Because diffracted 'matter waves' passing through slits are detected as particles, but repeated detections are grouped in an interference pattern, like waves. He didn't talk about flow because he was a positivist, and didn't want to talk about flows or trajectories of things that couldn't be seen directly.

(Despite the fact that the mathematics implies it directly if one simply says that probability means the probability that a particle is at x, rather than the probability of being found at x in a suitable measurement. Then psi squared is the probability density of particles, and if the probability density changes with time, the particles must `flow'.).

* Why in the pilot wave theories we talk about a 'particle', definitely preferring one side of the spectrum?

Because in pilot wave theory, particles have both positions and velocities. Thus, they exist and they flow.

* Why in CI wavefunction 'collapses' to something particle-like? But we can measure the momentum as well...

Who knows?

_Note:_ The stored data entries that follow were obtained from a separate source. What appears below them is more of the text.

PR #40, opened 2019-11-21
AF-2350: Resource Content API Implementation

jesuino:
PR for the following JIRAs:

AF-2350: Define Resource Content API (core-api)
AF-2351: Implement Resource Content Envelope integration ( microeditor-envelope-protocol and microeditor-envelope)
AF-2352: Create Resource Content VsCode implementation (vscode-extension)
AF-2315: Resource Content Service integration with Envelope API
AF-2355: Create Resource Content Chrome implementation (chrome-extension)

Related PRs:

https://github.com/kiegroup/appformer/pull/854
https://github.com/kiegroup/kie-wb-common/pull/3034


packages/chrome-extension/src/app/components/common/KogitoEditorIframe.tsx
```diff
@@ -35,6 +37,8 @@ const RefForwardingKogitoEditorIframe: React.RefForwardingComponent<IsolatedEdit
   props,
   forwardedRef
 ) => {
+  const githubAPI = useGitHubApi();
```
tiagobento: githubApi

packages/chrome-extension/src/app/components/common/KogitoEditorIframe.tsx
```diff
@@ -83,6 +87,18 @@ const RefForwardingKogitoEditorIframe: React.RefForwardingComponent<IsolatedEdit
           if (onEditorReady) {
             onEditorReady();
           }
+        },
+        receive_resourceContentRequest(uri: string) {
+          console.log(`Trying to read content from ${uri}`);
```
tiagobento: Change to `console.debug`

packages/microeditor-envelope-protocol/src/EnvelopeBusOuterMessageHandler.ts
```diff
@@ -26,6 +26,8 @@ export interface EnvelopeBusOuterMessageHandlerImpl {
   receive_contentResponse(content: string): void;
   receive_setContentError(errorMessage: string): void;
   receive_dirtyIndicatorChange(isDirty: boolean): void;
+  receive_resourceContentRequest(uri: string): void;
+  receive_resourceListRequest(pattern: string): void;
```
tiagobento: Rename to "globPattern"

packages/chrome-extension/src/app/components/common/ChromeResourceContentService.ts
```diff
@@ -0,0 +1,107 @@
...
+  public tree: GithubAsset[];
+}
+
+class RepoInfo {
+  public owner: string;
+  public repo: string;
+  public gitref: string;
+}
+
+export class ChromeResourceContentService implements ResourceContentService {
```
tiagobento: I would create a factory ( * ) for this Service with no parameters and transfer the Octokit from an instance to a parameter. We can't rely on it being an instance because it can't be "injected" (if you think in terms of DI). Octokit instances are volatile during runtime, so I'd rather have it passed as a first argument on the `read` and `list` methods.

packages/chrome-extension/src/app/components/common/KogitoEditorIframe.tsx
```diff
@@ -35,6 +37,8 @@ const RefForwardingKogitoEditorIframe: React.RefForwardingComponent<IsolatedEdit
   props,
   forwardedRef
 ) => {
+  const githubAPI = useGitHubApi();
+  const resourceContentService = new ChromeResourceContentService(githubAPI.octokit());
```
tiagobento: Here ( * )

tiagobento (changes requested):
Looks good overall! Left minor change requests inline.

packages/chrome-extension/src/app/components/common/ChromeResourceContentService.ts
```diff
@@ -0,0 +1,117 @@
...
+      .catch(e => emptyResponse); // TODO: better handle this
+  }
+
+  public list(pattern: string): Promise<ResourcesList> {
+    const repoInfo = this.repoInfo();
+    const emptyList = new ResourcesList(pattern, []);
+
+    if (!repoInfo) {
+      return Promise.resolve(emptyList);
+    }
```
tiagobento: I think a console.debug wouldn't hurt here. We never expect to not be able to parse the URL, but... :)

tiagobento: Actually, now that I think about it, I guess it's better to throw here. Since we're returning a Promise (and not a Thenable) we actually have an API that gives the ability for consumers to handle errors. If we don't have the "repoInfo", we can't proceed.

packages/chrome-extension/src/app/components/common/ChromeResourceContentService.ts
```diff
@@ -0,0 +1,117 @@
...
+
+  private repoInfo(): RepoInfo | undefined {
+    const info = window.location.pathname.split('/');
+    if (info.length >= 4) {
+      return {
+        owner: info[1],
+        repo: info[2],
+        gitref: info[4]
+      };
+    }
```
tiagobento: If `info.lenth` is 4, we will have an indexing error here. Change to >= 5.

packages/chrome-extension/src/app/components/common/ChromeResourceContentService.ts
```diff
@@ -0,0 +1,117 @@
...
+
+    return fetchFile(
+      this.octokit,
+      repoInfo.owner,
+      repoInfo.repo,
+      repoInfo.gitref,
+      uri
+    ).then(assetContent => new ResourceContent(uri, assetContent))
+      .catch(e => emptyResponse); // TODO: better handle this
+  }
```
tiagobento: You're never returning undefined here. The `emptyResponse` is a ResourceContent with no "content". I think we should consider throwing an exception  if we don't have a "repoInfo" and we should resolve to `undefined` if we end up on the `catch` block of fetchFile.

packages/chrome-extension/src/app/components/common/KogitoEditorIframe.tsx
```diff
@@ -83,6 +87,18 @@ const RefForwardingKogitoEditorIframe: React.RefForwardingComponent<IsolatedEdit
...
           }
+        },
+        receive_resourceContentRequest(uri: string) {
+          console.debug(`Trying to read content from ${uri}`);
+          resourceContentService.read(uri).then(r => {
+            self.respond_resourceContent(r!);
+          });
+        },
+        receive_readResourceContentError(errorMessage: string) {
+          console.log(`Error message retrieving a resource content ${errorMessage}`);
```
tiagobento: `console.debug` instead.

packages/microeditor-envelope/src/ResourceContentEditorCoordinator.ts
```diff
@@ -0,0 +1,78 @@
...
+    }
+  }
+
+  public exposed(messageBus: EnvelopeBusInnerMessageHandler): ResourceContentEditorService {
+    const pendingResourceRequests = this.pendingResourceRequests;
+    const pendingResourceListRequests = this.pendingResourceListRequests;
+    return {
+      get(uri: string) {
+        messageBus.request_resourceContent(uri);
+        return new Promise((success, failure) => {
```
tiagobento: That's not a rule, but more like a convention. First parameter is `res` or `resolve` and second parameter is `rej` or `reject`. Please check for other Promises too.

packages/chrome-extension/src/app/components/common/ChromeResourceContentService.ts
```diff
@@ -0,0 +1,117 @@
...
+}
+
+const resourceContentServiceFactory = {
+  create: (octokit : Octokit) => {
+
+    return new ChromeResourceContentService(octokit);
+  
+  }
+}
+
```
tiagobento: Weird formatting? Please make sure all the code is properly formatted.

tiagobento (changes requested):
More minor change requests inline. We're almost there!

packages/chrome-extension/src/app/components/common/GithubInfo.ts
```diff
@@ -0,0 +1,74 @@
...
+    return GitHubPageType.ANY;
+}
+
+function parseRepoInfo(): RepoInfo {
+    const info = window.location.pathname.split('/');
+    if (info.length >= 5) {
+        return {
+            owner: info[1],
+            repo: info[2],
+            gitref: info[4]
```
jomarko: Imagine url `https://github.com/kiegroup/kogito-tooling/pull/40/files`, could you please clarify what will be the values?
owner=keigroup, repo=kogito-tooling, gitref=40? if that is the case, shouldn't we rename `gitref` to `prref`

packages/core-api/src/content/ResourceContentService.ts
```diff
@@ -0,0 +1,26 @@
...
+ * See the License for the specific language governing permissions and
+ * limitations under the License.
+ */
+
+import { ResourceContent } from "./ResourceContent";
+import { ResourcesList } from "./ResourcesList";
+
+export interface ResourceContentService {
+
+  read(uri: string): Promise<ResourceContent | undefined>;
```
jomarko: I think would be better if we align naming as for chrome extension so for VScode tooling. please use either **get** or **read**.

jomarko (commented):
I think we miss test that would demonstrate **get**/**read** can handle different kind of content in wid (empty, parameters missing, ....) and the **list** works for files with (white space in names, multibyte characters in names, ...)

The definition of momentum according to Heisenberg is based on classical physics, and does not correspond to the actual momentum of the thing that is flowing. If you analyze it more closely, Heisenberg's momentum uncertainity can be identified with a component of the total stress tensor of the psi-field. And who cares about that?

Believing that a 'momentum measurement' measures the momentum of something derives from the viewpoint commonly called 'naive realism about operators'.